Each embedded document is accompanied by structured metadata, such as thread_id, subject, attachment_count, etc. This metadata allows for advanced filtering, faceted search, and ranking during retrieval. It also aids in building analytics or audit trails. For example, you can use a filter query in Qdrant to retrieve all vector embeddings associated with a specific thread by filtering on the thread_id metadata field.
{
"limit": 100,
"filter": {
"must": [
{
"key": "metadata.thread_id",
"match": {
"value": "19726dd140314d4d"
}
}
]
}
}
When a new email arrives in an existing thread, all previously embedded chunks for that thread are removed from the vector database. The updated thread, including the new email and all prior ones, is reconstructed and re-embedded. This ensures that the thread remains consistent and up to date for future semantic queries. This design prioritizes embedding consistency over performance in cases of thread updates, which is appropriate for maintaining retrieval quality in long-lived conversations.
Start the PostgreSQL Docker container:
docker compose up -d
Update config.py to reflect URL for the running RAG-Search.
If you're processing emails from a local .mbox file, use the following command:
python3 main.py --source mbox --mailbox /path/to/mbox
If you want to fetch emails directly from your Gmail account via OAuth, run:
python3 main.py --source gmail
Follow steps in here to enable Gmail access and obtain OAuth 2.0 credentials for use with this project. credentials.json file contains your OAuth 2.0 Client ID and Client Secret from Google Cloud. On the very first run, no valid token is found, and the project displays the following message:
Please visit this URL to authorize this application: <url>
Open the URL in your browser, choose your Gmail account, and approve the requested scopes. After approval, we receive a valid access token. We serialize the token and save it under token.pickle. Next time you run the project, the token is loaded and login is skipped.
Use Google takeout to download a copy of your emails.
- Go to https://takeout.google.com
- Select only "Mail"
- Export and download the archive
- The downloaded archive will contain a
.mboxfile for your Gmail.
MBOX is a standard file format used for storing collections of email messages in a single text file. Each email in an MBOX file is appended one after another, typically starting with a From line that marks the beginning of a new message. Originally developed for Unix-based systems, MBOX is widely supported by email clients and tools for archiving or transferring emails. It's particularly useful for backing up email inboxes or processing large batches of messages in offline or automated environments.
Google APIs use OAuth 2.0 for user authorization. RAG-Mail should:
- Authenticate the user
- Request read-only scopes
- Get a token representing the user's consent
Go to Gmail API page, and click Enable.
Go to "OAuth Consent Screen" and configure it.
- App name (e.g., "My Gmail Reader")
- User support email (your email)
- Choose External (if you're using a regular Google account)

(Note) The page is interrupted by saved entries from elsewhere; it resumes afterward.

PR #190, opened 2023-02-06
Feature/add flag global settings

JamesCreamer:
The initialization block was auto generated for smartest testers. Global flags were needed to persist the value between unit runs for test time reduction. I saw files in the igxl testers block that referred to global specs and I am less familiar with the ultraflex and j750 test setups. Do any blocks of code need to be updated for this use case?


priyavadan:
@JamesCreamer thank you for the updates. Please consider renaming "global" to something more specific, "global_flags" maybe?

Also, please add documentation around the new feature in the guide templates! Thank you again!

priyavadan (approved):
Thank you for the updates @JamesCreamer !

PR #199, opened 2023-08-30
Multi profile charz

CodyBriscoe:
**_Sidenote_** just calling out a side bug that I fixed that wasn't the main point of this PR, is that the auto ID setting would fail on SMT7 since the variable names were too long. What used to be:
`options[:id] = "#{parent_test_name}_charz_#{charz_session.name}".to_sym`
is now:
`options[:id] = "auto_charz_id_#{md5_id}".to_sym`
where md5_id is a hash of the parent test name, the options hash, and the current charz session id.

---

For background, the charz API was originally written to only handle a single "charz instance" at any given time, and the thought process was if you wanted some extra routines ran or some other behavior, you would just modify the profile settings to do that.

We are now setting up an automated system to handle some standardized characterization, which is coming in and auto creating and setting charz profiles. The problem here is that if an engineer already had some charz they'd defined, it would be overwritten (pushed down the charz stack) by the new automated profile, and then restored after the test of interested had been processed.

This PR allows for multiple profiles to now be "appeneded" to the current session, rather than overwriting the current session via some new API calls: `charz_on_append` and its counterpart `charz_off_truncate`. These effectively make the charz stack a 2D array, a stack of stacks. For example:

```ruby
 # assume the profiles have matching routines defined and set
charz_on :profileA
func :my_test1
charz_on_append :profileB
func :my_test2
charz_off_truncate
func :my_test3
charz_off
```
This would generate these tests in the following order:
- my_test1
- my_test1_routineA
- my_test2
- my_test2_routineA
- my_test2_routineB
- my_test3
- my_test3_routineA


info-rchitect (approved):
LGTM, nice feature

PR #201, opened 2024-02-09
Stil groups

pderouen:
Previously if a pin group was listed in the pin_pattern_order statement it was treated as though it was a single pin in the signal definition and timing definition sections of the output STIL. This PR is to include all of the pins from the group (see the 1 approved output change for an example).

### DIFF
--- a/.github/workflows/regression_tests.yml
+++ b/.github/workflows/regression_tests.yml
@@ -18,7 +18,7 @@ jobs:
     - name: Update Env
       run: echo "ACTIONS_ALLOW_UNSECURE_COMMANDS=true" >> $GITHUB_ENV
     - name: Install Bundler
-      run: gem install bundler -v '> 2'
+      run: gem install bundler -v '2.1.4'
     - name: Install dependencies
       run: bundle install  
     - name: Gem Install Origen 
--- a/approved/stil/v93k_workout.stil
+++ b/approved/stil/v93k_workout.stil
@@ -1,6 +1,6 @@
 // ***************************************************************************
 // GENERATED:
-//   Time:    09-Feb-2024 13:10PM
+//   Time:    13-Feb-2024 10:23AM
 //   By:      Paul DeRouen
 //   Mode:    debug
 //   Command: origen g v93k_workout -t legacy.rb -e stil.rb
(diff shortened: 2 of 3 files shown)


info-rchitect:
> Previously if a pin group was listed in the pin_pattern_order statement it was treated as though it was a single pin in the signal definition and timing definition sections of the output STIL. This PR is to include all of the pins from the group (see the 1 approved output change for an example).

Is this supposed to be optional?

pderouen:
> > Previously if a pin group was listed in the pin_pattern_order statement it was treated as though it was a single pin in the signal definition and timing definition sections of the output STIL. This PR is to include all of the pins from the group (see the 1 approved output change for an example).
> 
> Is this supposed to be optional?

I wasn't planning to make it optional. The previous output fails to compile. If it needs to be optional, I can do that.

coreyeng (commented):
I know very little about STIL, so I'll abstain for those that are more familiar to review.

pderouen:
> I know very little about STIL, so I'll abstain for those that are more familiar to review.

I know very little about STIL as well. I only tried STIL output for the first time a few days ago and discovered I have to list each pin individually in the pin_pattern_order statement to get a working STIL output.

pderouen:
@info-rchitect let me know if you need it to be optional. I was working from the assumption that this was an oversight/bug.

info-rchitect (approved):
@pderouen OK looks goot to me.

pderouen:
Thanks @info-rchitect. I will wait another few days in case anybody else wants to weigh in.

I was able to get my hands on the STIL standard and skimmed through it. It looks like there are a few other ways to resolve this issue (define as a signal bus, or define the porta & b groups after defining each signal individually). I prefer the way I have it implemented in this PR since we're lumping all of the signals together in 1 big group anyway when creating vector data. It also avoids complications when a pin group has a mix of waveforms for constituent pins (which generates an error from Origen when building the wave definitions).

arkohler:
As you mentioned, you can do a bus syntax
Signals{
  porta[7..0] InOut;
}
Otherwise, you'll need to define signals individually within the Signals{} block like you have it currently.
I do like the idea of auto-creating groups for these pin lists, and then you can use them or use the ALL group in the pattern.  I personally think that the Pattern block should contain the minimum group list to describe the pin changes, but I think that may be out of scope for this PR.

Bonus points if you want to go back and add the pin group definitions, otherwise this looks fine to me.

pderouen:
> Bonus points if you want to go back and add the pin group definitions, otherwise this looks fine to me.

Bonus points!!!??  How could I turn down bonus points! :)  I don't think it would be difficult to define the groups.

pderouen:
@arkohler, is that change what you had in mind?

arkohler:
Yes @pderouen, this looks good to me.

PR #202, opened 2024-02-10
remove extra spaces before converting to symbol

pderouen:
The reverse compiler (from a binary pattern file back to an ASCII pattern file) adds extra spaces to the pin list. The origen decompiler was turning that into a list of pins with a lot of spaces in their names (which don't exist in the app).


chrisnappi (approved):
LGTM

PR #203, opened 2024-04-05
Stil update

pderouen:
* Bug fix for undefined Waveset0 that was getting printed in the pattern output
* Added "use_timing_equations" option to define timing as equations
* Added callback method to set period size when converting an existing pattern to STIL


pderouen:
Suppose I should add at least 1 test for the new timing equation feature...

pderouen:
> I had to look at ruby 2.6 regressions recently as well for an upcoming PR.
> 
> I also disabled it on my branch too, however digging a bit more it seems like origen depends on installing rubocop-ast, and the version it needs fails to install on ruby 2.6. I'll look a bit more next week but if you happen to have some thoughts, I would be interested in them.

Do we still have any 2.6 users? I don't see much value in keeping the 2.6 checks. I'd rather spend effort adding 3.x checks and migrating to 3.x.

It may be as simple as adding a gem install for the right rubocop-ast version with the 2.6 workflow. I need to add a test or 2 for the new features I added anyway. I can take a swing at fixing 2.6 when I push the new test(s).

pderouen:
@priyavadan it was just that 1 issue installing origen to ruby 2.6. After updating the workflow to first install a specific version of rubocop-ast before installing origen, the 2.6 checks can run again.

Interested in any feedback on my code changes.

pderouen:
Thanks @priyavadan. I'll wait a few days before merging in case anybody else wants to weigh in.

- Fill in contact information
- Click on "Create"
Next:
- Click on "Create OAuth client"
- Set "Application type" to "Desktop app", and give it a name.
- Click on "Create"
- Click on "Download JSON"
- Save it in the RAG-Mail project root folder under "credentials.json"
Go to "OAuth Consent Screen" again.
- Click on Audience
- Under Test users, click on "Add users"
- Add your Gmail address
I run RAG-Mail on my personal Gmail account, processing the latest 1,000 emails. Through the RAG-Search web interface, I can interact with the indexed content and ask context-aware questions across my latest email history.